Accessoirement ce type de raisonnement tend à survaloriser quelques catégories de pratiquants. Non seulement certain voudraient imposer des schémas « haut niveau » à tous les échelons mais ils survalorisent aussi et du coup certains types de populations, les jeunes notamment avec des discours où l’évidence confine à la banalité. Bien évidemment que nous avons besoin de jeunes pour l’avenir de la voile de compétition. C’est une évidence. Cependant lorsque les politiques sportives, sous prétexte de les valoriser en leur faisant miroiter un rêve de haut niveau laissent de côté l’immense majorité des licenciés sans que pour autant cela garantisse le maintien des jeunes dans l’activité une fois sortis des « filières », ne se trompe-t-on pas de priorité ?

Ensuite, ceux qui sont dans cette logique malthusianiste du développement de la voile et s’opposent aux partisans d’une réflexion sur la diversité de l’offre se trompent de combat et sur les intentions de ces derniers :

Départ Skiff GranvilleCe n’est pas parce que nous sommes favorables à une diversification de l’offre d’animations, de supports, à la promotion de l’intérserie que nous sommes contre la monotypie. Nous sommes contre la prétention des malthusianistes à penser que seule la monotypie répond aux attentes de l’immense majorité des pratiquants de voile. L’intersérie n’est qu’un outil, un moyen, une forme d’animation susceptible de rassembler le plus largement possible quand la monotypie tend à cloisonner, à restreindre, à exclure et à survaloriser la question du matériel au détriment de la question de l’animation. La promotion de la régate intersérie n’est ni plus ni moins qu’une forme d’animation compétitive pour permettre à chacun quelque soit son bateau de se confronter aux autres, ce qui est l’essence même du jeu de la régate. Et si la pratique intersérie n’empêche pas la régate monotype, l’inverse est plutôt rare, illustrant par la même leur complexe de supériorité et leur représentation hiérarchisée de la pratique de la voile de compétition et de club.

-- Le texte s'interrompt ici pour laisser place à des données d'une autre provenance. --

PR #2, opened 2016-03-12
Add tracking for time spent in Present

jenatali:
Gives a rough calculation of how much time an app spent on the CPU producing work, assuming that all throttling is done via naively hitting the frame latency limits. If an app is self-throttling (e.g. a D3D12 app waiting on fences), or hits stalls due to things like mapping a resource, this simple metric won't give any data there.

This is preliminary for enabling capturing additional events which are emitted in the context of a DXGI present, but still provides new and interesting data.


punkUser:
Looks good! Just to confirm - do you agree to allow your contribution to be licensed by the project owners under the terms of the [included license](https://github.com/GameTechDev/PresentMon/blob/master/license.txt)?

PR #20, opened 2017-02-02
Fix an issue which can occur if a runtime present stop gets dropped, …

jenatali:
…or the runtime providers stop prior to kernel providers.

We saw some issues running PresentMon on ETL traces where DXGI's events stopped in the middle of a present, so multiple sets of kernel events were getting attributed to the same app present, resulting in multiple-completion of the frame.


jdm3:
Hi Jesse, I'm trying to understand the fix in the context of all the refactoring.  Is the fix wholly contained in c52c02f9ea724c7e05cbc3ebf16d0f3c9a065ba5?

jenatali:
Whoops… yeah, the fix is wholly contained c52c02f. Sorry, I’m still a relative novice at git branching. The refactoring is just something that we wanted to do in order to re-use the code without having to fork it.

-Jesse

jdm3:
No problem; I'm just trying to tease it apart to understand it.  The refactoring looks good too though.

Can I ask that you add copyright/license information to the new files that you've created?  For the cases where you moved existing code into a new file please reproduce the header from the original files.  For files containing only new code you can add your own copyright/license.

PR #27, opened 2017-05-06
Fix presents getting stuck in PresentMon.

jenatali:
A once-and-for-all fix for not wanting presents to get 'stuck' in the present-by-thread map if we miss the critical event that would normally remove it from that map.

Previously, the attempt to fix this broke certain types of presents. To fix it without regressions, each consumer of FindOrCreatePresent will check to ensure that the found event meets its expectations. Most call sites should have 'brand new' presents with no previous information except maybe a runtime's PresentStart, except for FlipMPO (which can see a previous FlipMPO event for the same frame) and SubmitPresentHistory (which can see a Blt beforehand). Any other information stored in the present event will cause it to be discarded as likely 'stuck' and created anew.

With this, it's likely safe to start relaxing the lost events logic, as we should be much more robust to it. Data generated while events are getting dropped might not be accurate, but if events stop getting dropped we should recover. Once one present from a swapchain/process completes, all the previous ones will get flushed as 'unknown' completion state.

### DIFF
--- a/source/PresentMonTraceConsumer.cpp
+++ b/source/PresentMonTraceConsumer.cpp
@@ -111,6 +111,14 @@ void PMTraceConsumer::OnDXGKrnlEvent(PEVENT_RECORD pEventRecord)
         // to trace the flip to screen.
         auto eventIter = FindOrCreatePresent(hdr);
 
+        // Check if we might have retrieved a 'stuck' present from a previous frame.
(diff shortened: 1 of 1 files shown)


jdm3:
Thanks Jesse!  Moved this to v1.1.0 branch, included in v1.1.1 release, and merged into master.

Enfin, n’étant pas à une contradiction près, les malthusianistes sont généralement aussi les grands pourfendeurs du concept de flotte collective qui repose pourtant en grande partie sur la monotypie, preuve encore une fois que c’est moins la monotypie parée de toutes les vertus morales qu’ils défendent qu’une vision restreinte du développement de la voile. Pire encore ces malthusianistes sont capables d’aller plus loin encore dans la contradiction. Leur nouveau cheval de bataille, c’est le haut-niveau globalisé, la transversalité dans le monde du haut niveau, le passage d’une série à l’autre ou du moins la multiplication des expériences dans divers domaines de la voile de haut niveau. Mais comment faire pour que cela ne reste pas que du discours quand tout le reste repose sur cette vision malthusianiste du développement du sport et une politique restrictive de filière et de cloisonnement ?

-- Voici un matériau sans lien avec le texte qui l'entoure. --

PR #29, opened 2017-05-07
Add a -verbose mode which adds additional columns. Currently the only…

jenatali:
… column is a "present batching" column, which indicates whether or not the driver is batching presents.

Internally merged with -simple using a verbosity enum.

I've been sitting on this change for months since I wasn't sure the concept of present batching would be useful outside of the Windows graphics team for debugging driver issues, but some conversations with coworkers convinced me it could be. I manually ported it over after all the refactoring that's been done and polished it up by putting it behind a -verbose option.


jdm3:
Cherry-picked onto master.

Les débats qui agitent le monde de la voile sur la question de son développement ne doivent donc en aucun cas se réduire à un débat stérile et réducteur, monotypie versus intersérie. Ce n’est qu’un aspect d’une opposition entre ceux qui sont partisans d’une approche malthusienne quand les autres sont favorables à la diversification de l’offre. Et ceux qui se présentent comme les modernes ne le sont pas tant que cela.